Which format is best for an OCR pipeline?

PNG at 2x or 3x scale. OCR engines like Tesseract perform best on crisp, high-contrast, noise-free rasters, and PNG preserves every pixel without introducing JPEG artifacts around letter edges. Higher scale means higher recognition accuracy up to a point; past 3x the marginal gain flattens out while memory use rises. If your workflow is OCR-centric, run ocrmypdf directly on the PDF instead; it keeps everything vector and only embeds an OCR text layer.

Why did text render with a different font than in Acrobat?

The document probably did not embed its fonts, and PDF.js fell back to the Standard 14 font set defined in ISO 32000-2. Acrobat has its own much larger font substitution database and can match more exotic faces more convincingly. The shape of the glyphs differs slightly and line widths may shift.
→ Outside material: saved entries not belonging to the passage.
PR #494, opened 2019-08-02
Feature: SearchResultMapView and MapSettingsButton

hakloev:
# Why?

We're refactoring the view controller in the FINN-app for showing search results on a map. Thus, the map view and buttons for controlling the map are added to FinniversKit

# What?

* Added `SearchResultMapView`
* Added `MapSettingsButton`
* Added demo view
* Added `.distanceOutlined` as an asset 
* Replaced the `.info` asset with a vector based asset to allow setting the tint color

# TODO

- [x] Add snapshot reference image 
- [x] Rebase with `master`

# Show me

### FinniversKit Demo

Simulator Screen Shot - iPhone Xs - 2019-08-02 at 14 44 10

### FINN-app

Simulator Screen Shot - iPhone Xs - 2019-08-02 at 14 43 11
Simulator Screen Shot - iPad Air - 2019-08-02 at 14 42 20


Sources/Fullscreen/SearchResultMapView/SearchResultMapView.swift
```diff
@@ -0,0 +1,186 @@
...
+        mapSettingsButton.delegate = self
+        return mapSettingsButton
+    }()
+
+    // MARK: - Public
+
+    public override func layoutSubviews() {
+        super.layoutSubviews()
+
+        if !didSetupView {
```
3lvis: Why doing the setup in a custom layoutSubviews instead of in an init? Doing it in the init will remove the need to have `didSetupView` or am I missing something? 🤔 :)

Sources/Fullscreen/SearchResultMapView/SearchResultMapView.swift
```diff
@@ -0,0 +1,186 @@
...
+        }
+
+        return MKOverlayRenderer(overlay: overlay)
+    }
+
+    public func mapView(_ mapView: MKMapView, viewFor annotation: MKAnnotation) -> MKAnnotationView? {
+        guard !(annotation is MKUserLocation) else { return nil }
+
+        if let annotation = annotation as? SearchResultMapViewAnnotation {
+            let marker = MKAnnotationView(annotation: annotation, reuseIdentifier: annotation.isCluster ? "clusterPOI" : "POI")
```
3lvis: There's something strange about having the annotations reuse identifier as hardcoded strings here, maybe we can make a String enum or something safely typed?

Sources/Fullscreen/SearchResultMapView/SearchResultMapView.swift
```diff
@@ -0,0 +1,186 @@
...
+            marker.image = annotation.image
+            marker.accessibilityIdentifier = "annotationPOI"
```
3lvis: What's this needed for? Is this what Siri will read in VoiceOver?

Demo/Components/Button/MapSettings/MapSettingsButtonDemoView.swift
```diff
@@ -0,0 +1,34 @@
+//
+//  Copyright © 2019 FINN AS. All rights reserved.
+//
+
+import FinniversKit
+
+public class MapSettingsButtonDemoView: UIView {
+
+    private lazy var mapSettingsButton: MapSettingsButton = {
```
vadymmarkov: Could be just `private lazy var mapSettingsButton = MapSettingsButton(withAutoLayout: true)`

Sources/Fullscreen/SearchResultMapView/SearchResultMapView.swift
hakloev: You're right! This is probably the consequence of me looking at a similar view and trying to adapt the same patterns. Will change it to an `init` ☺️

Demo/Fullscreen/SearchResultMapView/SearchResultMapViewDemoViewController.swift
```diff
@@ -0,0 +1,114 @@
...
+        searchResultMapView.clearMapOverlay(SearchResultMapViewAnnotationFactory.tileOverlay)
+    }
+
+}
+
+// MARK: - SearchResultMapViewDelegate
+
+extension SearchResultMapViewDemoViewController: SearchResultMapViewDelegate {
+
+    public func searchResultMapViewDidSelectChangeMapTypeButton(_ view: SearchResultMapView, mapSettingsButtonView: MapSettingsButton) {
```
shredlocker: We usually write these delegate methods in a neat and swifty way like
`searchResultMapView(_ mapView: SearchResultMapView, didSelect mapSettingsButton: MapSettingsButton)`.

Sources/Fullscreen/SearchResultMapView/SearchResultMapView.swift
hakloev: Absolutely agree! I'll extract them.

Demo/Fullscreen/SearchResultMapView/SearchResultMapViewDemoViewControllerHelpers.swift
```diff
@@ -0,0 +1,47 @@
+//
+//  Copyright © 2019 FINN AS. All rights reserved.
+//
+
+import MapKit
+import FinniversKit
+
+public class SearchResultMapViewDemoAnnotation: NSObject, SearchResultMapViewAnnotation {
+
+    public var isCluster: Bool
```
vadymmarkov: Do these properties need to be mutable?

Demo/Fullscreen/SearchResultMapView/SearchResultMapViewDemoViewControllerHelpers.swift
```diff
@@ -0,0 +1,47 @@
...
+
+    public static var tileOverlay: MKTileOverlay = {
+        let tile = MKTileOverlay(urlTemplate: "https://tile.openstreetmap.org/{z}/{x}/{y}.png")
+        tile.canReplaceMapContent = true
+        return tile
+    }()
+
+    public static func create(numberOfAnnotations: Int) -> [SearchResultMapViewDemoAnnotation] {
+        return (0 ..< numberOfAnnotations).map { _ in
+            let isCluster = Double.random(in: 0...1) >= 0.8
```
shredlocker: To me it makes a bit more sense to say `< 0.2`. I think that makes it more clear that it is 20 %.

Sources/Components/Button/MapSettings/MapSettingsButton.swift
```diff
@@ -0,0 +1,100 @@
...
+        layer.backgroundColor = UIColor.milk.withAlphaComponent(0.8).cgColor
+    }
+
+    private func setup() {
+        addSubview(mapTypeButton)
+        addSubview(divider)
+        addSubview(centerMapButton)
+
+        NSLayoutConstraint.activate([
+            mapTypeButton.topAnchor.constraint(equalTo: topAnchor, constant: 8),
```
vadymmarkov: You can also use `.mediumSpacing` instead of 8 here.

Sources/Components/Button/MapSettings/MapSettingsButton.swift
```diff
@@ -0,0 +1,100 @@
...
+            mapTypeButton.widthAnchor.constraint(equalToConstant: 42),
+            mapTypeButton.heightAnchor.constraint(equalToConstant: 32),
```
vadymmarkov: 32 can be replaced with `.largeSpacing`. Check `Spacing.swift` file, there are more constants we usually use for defining constraints.

Sources/Components/Button/MapSettings/MapSettingsButton.swift
```diff
@@ -0,0 +1,100 @@
+//
+//  Copyright © 2019 FINN.no. All rights reserved.
+//
+
+import UIKit
+
+public protocol MapSettingsButtonDelegate: AnyObject {
```
shredlocker: You could maybe have one delegate method here and define action enums for each button? Or maybe a better word than action..

`mapSettingsButton(_ mapButton: MapSettingsButton, didSelect action: MapSettingsAction)`

Sources/Fullscreen/SearchResultMapView/SearchResultMapView.swift
hakloev: It can probably be removed, since I most likely just added this line since it was present in the old code. As far as I can understand, this is used to identify an annotation element in the  existing UITests.

Sources/Components/Button/MapSettings/MapSettingsButton.swift
```diff
@@ -0,0 +1,100 @@
...
+            centerMapButton.leadingAnchor.constraint(equalTo: leadingAnchor),
+            centerMapButton.trailingAnchor.constraint(equalTo: trailingAnchor),
+            centerMapButton.widthAnchor.constraint(equalToConstant: 42),
+            centerMapButton.heightAnchor.constraint(equalToConstant: 32),
+            ])
+    }
+
+    // MARK: - Actions
+
+    @objc func mapTypeButtonTapped() {
```
vadymmarkov: These two methods can be `private`.

Sources/Components/Button/MapSettings/MapSettingsButton.swift
```diff
@@ -0,0 +1,100 @@
...
+//
+
+import UIKit
+
+public protocol MapSettingsButtonDelegate: AnyObject {
+    func mapSettingsButtonDidSelectChangeMapTypeButton(_ view: MapSettingsButton)
+    func mapSettingsButtonDidSelectCenterMapButton(_ view: MapSettingsButton)
+}
+
+public final class MapSettingsButton: UIView {
```
shredlocker: Could you rename this to MapSettingsView? Button confused me a bit..

Sources/Fullscreen/SearchResultMapView/SearchResultMapView.swift
```diff
@@ -0,0 +1,186 @@
+//
+//  Copyright © 2019 FINN AS. All rights reserved.
+//
+
+import MapKit
+
+public protocol SearchResultMapViewDelegate: AnyObject {
+    func searchResultMapViewDidSelectChangeMapTypeButton(_ view: SearchResultMapView, mapSettingsButtonView: MapSettingsButton)
```
vadymmarkov: How about `searchResultMapView(_ view: SearchResultMapView, didSelectMapSettingsButton button: MapSettingsButton)`

Sources/Fullscreen/SearchResultMapView/SearchResultMapView.swift
```diff
@@ -0,0 +1,186 @@
...
+    func searchResultMapViewDidSelectCenterMapButton(_ view: SearchResultMapView)
+    func searchResultMapViewDidSelectAnnotationView(_ view: SearchResultMapView, annotationView: MKAnnotationView)
```
vadymmarkov: How about `searchResultMapView(_ view: SearchResultMapView, didSelectAnnotationView view: MKAnnotationView)`

Sources/Components/Button/MapSettings/MapSettingsButton.swift
hakloev: Yes, I can do that. I named it `MapSettingsButton` since I thought it was a convention due to all the other buttons within `Components/Button` being named `<name>Button.swift`

Demo/Fullscreen/SearchResultMapView/SearchResultMapViewDemoViewController.swift
shredlocker: This makes more sense if we have those action enums I mention later. So maybe:

`searchResultMapView(_ mapView: SearchResultMapView, didSelect mapSettingsAction: MapSettingsAction, in view: MapSettingsView)`

Or it just makes it more confusing 😆

hakloev:
I've addressed the comments now 👍 Please have another look on the changes.

Demo/Fullscreen/SearchResultMapView/SearchResultMapViewDemoViewController.swift
```diff
@@ -0,0 +1,115 @@
...
+    }
+
+}
+
+// MARK: - SearchResultMapViewDelegate
+
+extension SearchResultMapViewDemoViewController: SearchResultMapViewDelegate {
+
+    public func searchResultMapView(_ view: SearchResultMapView, didSelect mapSettingsAction: MapSettingsButton.Actions, in button: MapSettingsButton) {
+        switch mapSettingsAction {
```
shredlocker: I think it is enough to call this `action`, its type is enough to know what it is in these types of delegate methods.

Sources/Components/Button/MapSettings/MapSettingsButton.swift
```diff
@@ -0,0 +1,104 @@
...
+
+import UIKit
+
+public protocol MapSettingsButtonDelegate: AnyObject {
+    func mapSettingsButton(_ button: MapSettingsButton, didSelect action: MapSettingsButton.Actions)
+}
+
+public final class MapSettingsButton: UIView {
+
+    public enum Actions {
```
shredlocker: Not a big deal, but I would make this `Action` in singular form.

Sources/Components/Button/MapSettings/MapSettingsButton.swift
shredlocker: I didn't realise you put this in the `Button` folder. Since this view is a bit more complicated than a single button I would rename it and put it under `Components` ;)

3lvis:
I wouldn't make MapSettingsButton into a separate component since it's not meant to be used outside of SearchResultMapView. I think a good rule of thumb is to add this as components when they are meant to be used in multiple places or if they can have multiple purposes. At the moment I don't see this button been used anywhere else but I might be wrong.

shredlocker:
Put it in the same folder as `SeachResultMapView`, that way it is clear that it is only used by that view ;)

PR #507, opened 2019-08-08
Neighborhood profile: add paging on iPhone

vadymmarkov:
# Why?

We decided to enable paging for the collection view on iPhone and keep regular scrolling behaviour on iPad.

# What?

- Implement custom collection view flow layout with paging in mind. Each cells except for the first and last ones will be centered

- Add page control

- Update layout and collection view height calculations in `NeighborhoodProfileView`

# Show me

np


vadymmarkov:
Made a couple of changes to keep page control more in sync with scrolling.

np

PR #513, opened 2019-08-12
Neighborhood profile: support dynamic fonts

vadymmarkov:
# Why?

Because the layout was broken with scaled fonts.

# What?

- Support dynamic fonts in `NeighborhoodProfileView`
- Fix calculations in `systemLayoutSizeFitting`
- Set header data in `configure` method

# Show me

IMG_6604


Sources/Recycling/GridViews/NeighborhoodProfile/Cells/NeighborhoodProfileInfoViewCell.swift
```diff
@@ -119,12 +121,12 @@ final class NeighborhoodProfileInfoViewCell: NeighborhoodProfileViewCell {
...
             linkButtonToStackViewConstraint,
             linkButton.leadingAnchor.constraint(equalTo: titleLabel.leadingAnchor),
-            linkButton.trailingAnchor.constraint(equalTo: iconImageView.leadingAnchor),
+            linkButton.trailingAnchor.constraint(equalTo: titleLabel.trailingAnchor),
 
             iconImageView.trailingAnchor.constraint(equalTo: titleLabel.trailingAnchor),
             iconImageView.widthAnchor.constraint(equalToConstant: NeighborhoodProfileInfoViewCell.iconSize),
             iconImageView.heightAnchor.constraint(equalTo: iconImageView.widthAnchor),
-            iconImageView.bottomAnchor.constraint(equalTo: bottomAnchor, constant: -.mediumLargeSpacing)
+            iconImageView.bottomAnchor.constraint(equalTo: contentView.bottomAnchor, constant: -.mediumLargeSpacing)
```
pimms: The `iconImageView` is added to `self`, does this constraint make sense? Alternatively, shouldn't all subs be added to `contentView`?

vadymmarkov: Nice catch, I'll add all subviews to `contentView` 😉

PR #999, opened 2020-12-04
Update eastereggs

osanoj:
# Why?
New year requires changes.

# What?
- Updated assets for new year. Also switched balloons and snowflake assets to pdf.
- Moved New Years and snow globe Easter eggs to FinnUI. They are technically not FINN specific, but they are not meant as component that can be used in various different places either.
- Fixed resource generation script for FinnUI by renaming "Resources" folder to "Assets".

# Version Change
Oh yes, this breaks things.

# UI Changes
Should not really be any noticeable changes except for the year.
Simulator Screen Shot - iPhone 12 - 2020-12-04 at 10 48 13
Simulator Screen Shot - iPhone 12 - 2020-12-04 at 10 48 25


ninarg (approved):
Great! 🎆

fespinoza:
#999 🎉 :octocat:

osanoj:
One more thing: `Resources -> Assets needs to be reflected in podspec too` 😅

PR #1001, opened 2020-12-07
Turn ErrorView into generic ResultView, with more config options

ninarg:
# Why?

We need a view in the app to display if ordering car insurance was successful or not. The view is just a simple view, with an icon, title and text.

# What?

The view is quite similar to our already existing `ErrorView`, just with different spacings and background color. Tried to configure it to be usable in this context as well, so we don't need another success/error view. One problem is that it felt weird to use the name `ErrorView` for a successful result. I tried to come up with a name that covers both error and success. I think `ResultView` could work, since we usually associate a result with a success or error, at least when it comes to networking. Tell me if you have a better suggestion 😄  If we decide to go with that, our existing error views in the app could keep their variable name, so it's easier to understand the context, so it would be like `let errorView = ResultView()` etc..

- Rename `ErrorView` to `ResultView`
- Add 2 tweaking options, showing how it can be used as success and error view
- Add more config options to `ResultView`, so you can choose icon size, background and icon color, and spacings.
- Add new icon to be used in success view for motor transaction

# Version Change

This is a breaking change 😬 

# UI Changes

| Dark success | Dark error |
| --- | --- |
| Skjermbilde 2020-12-07 kl  12 59 08 | Skjermbilde 2020-12-07 kl  12 59 01 |

| Light success | Light error |
| --- | --- |
| Skjermbilde 2020-12-07 kl  12 58 29 | Skjermbilde 2020-12-07 kl  12 58 39 |


robinsalehjan (approved):
LGTM🥇

bstien (approved):
🔥

PR #1002, opened 2020-12-07
Minimum deployment changed to iOS 12

osanoj:
# Why?
No need to support iOS 11.2 here when we do not do it in main app. 

# What?
- Changed minimum deployment. 
- Configured build warnings like Xcode recommended.
- Fixed deprecation warning. 

# Version Change
Technically breaking changes, but should not require any changes in main app 😄


ninarg (approved):

fespinoza (approved):
👍 LGTM

PR #1004, opened 2020-12-09
Set text font and colour through model

robinsalehjan:
# Why?

- All styling should be provided through the host app.

# What?

- Add `var titleFont: UIFont?` and `var titleTextColor: UIColor?` to `MotorTransactionStepContentViewModel`
- Set font and text color of `TitleView` in `MotorTransactionStepContentView` from model.
- Replace `.textToast` with `.licorice` for consistency

# Version Change

This is a breaking change in `FinniversKit`


osanoj:
> * Replace `.textToast` with `.licorice` for consistency

Why? We should be using semantic colors like `.textToast` since then you will have dark mode support (I know currently it is always licorice, but that might change)

robinsalehjan:
> > * Replace `.textToast` with `.licorice` for consistency
> 
> Why? We should be using semantic colors like `.textToast` since then you will have dark mode support (I know currently it is always licorice, but that might change)

If we introduce an equivalent dark mode color it might break this component later on. The color `.licorice` works regardless of the device being in `.light` or `.dark` mode.

ag12 (approved):

PR #1007, opened 2020-12-22
No public Image Assets

ninarg:
# Why?

We are going to make all Image Assets in FinniversKit internal instead of public. This will make it easier to change out icons, since you don't have to check all other SDKs that use the same one. 

# What?

- Change so image asset script doesn't support the public option anymore
- Rename `FinniversImageAsset` to `ImageAsset`, to be consistent with how it is for FinnUI and Demo
- For every FinniversKit asset used in FinnUI/Demo, I had to move the icon over to the internal assets instead
- Create image assets enum for Demo project at build time, just the way it's done for FinnUI and FinniversKit
- To fix that ☝️ I also had to do some folder renaming in Demo, from `Demo/Demo/Assets` to `Demo/Sources/Assets`. Now the folder structure is similar to FinniversKit/FinnUI, so the script just works right away
- Remove image assets demo

There might be icons that are not used anymore now in FinniversKit. I think I will delete them in a separate PR, so there's not too much happening in this one.

# Version Change

Breaking change.

# UI Changes

Hopefully no UI changes 🙏


ag12:
Wild stuff 🔥 
GJ.

ag12 (approved):
LGTM

PR #1008, opened 2021-01-06
Fix/redesign: ChatAvailabilityView

bstien:
# Why?
We want to make some changes to the texts presented in `ChatAvailabilityView`, as well as adding a new label + link at the bottom the user can click to book time instead of chatting directly when the dealership is online.

I've removed the enum `Status` so we instead keep track of the state from the app, and just configure this view to show what we give it.

I'm not completely sure if I should remove the image we used to present in the button. It's not used anywhere else at the moment, so let me know what you think.

# What?
- Add new properties to view model.
- Add new subviews.
- Remove enum `ChatAvailabilityView.Status`.

# Version Change
Breaking change of FinnUI.

# UI Changes
| Before | After: Online | After: Offline/Unknown | After: Loading |
| --- | --- | --- | --- |
| Screenshot 2021-01-06 at 12 27 39 | Screenshot 2021-01-06 at 11 54 54 | Screenshot 2021-01-06 at 11 54 56 | Screenshot 2021-01-06 at 11 55 00 |


ag12 (approved):
LGTM

PR #1009, opened 2021-01-08
Remove: Inline consent from Frontpage + related views.

bstien:
# Why?
We don't need to display inline/popup consent in the main app anymore. This means we can remove the views involved.

Neither `DialogueView` nor `InlineConsentView` was used anywhere else but for inline consent. Can't remember what convention we have for this, but I figured we might as well remove them since they were tailored only for this purpose.

# What?
- Remove inline consent from both subviews and view model in `FrontPageView`.
- Remove view `DialogueView`.
- Remove view `InlineConsentView`.
- Remove demos + snapshot test reference images.
- Fix view model used in `PopupViewDemoView`.

# Version Change
Breaking change for FinniversKit.

# UI Changes
Same as before, only less code/views🤓


robinsalehjan (approved):
Great job 🏅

For reliable cross-renderer output, ensure the source PDF embeds all its fonts (Word and InDesign both have a checkbox for this at export time).

What is the maximum page size the converter handles?

The hard limit is the browser canvas ceiling: 16,384 by 16,384 pixels in Chromium and roughly half that in Safari. A standard Letter page at 4x scale fits comfortably; a poster-sized PDF page (A0 at 4x) will hit the ceiling and render clipped. If a page comes out visually truncated, drop the scale factor until it fits. For truly giant pages, CLI tools without a canvas ceiling (Ghostscript, MuPDF) are the right escalation.

Does color look exactly the same as in Acrobat?

For RGB and grayscale documents, yes. For CMYK prepress documents, colors are approximated via sRGB because canvas is an RGB surface; subtle brand-color shifts are expected. For color-critical prepress, export from the design source with its own color management rather than screenshotting a PDF.

Can I convert password-protected PDFs?

Not in this UI. PDF.js supports passing a password to getDocument, but we deliberately do not expose that option here to keep the security model simple. Unlock the file first through the PDF Unlocker or run qpdf --decrypt locally, then feed the plaintext copy into the converter. This keeps passwords scoped to one dedicated page rather than scattered across the site.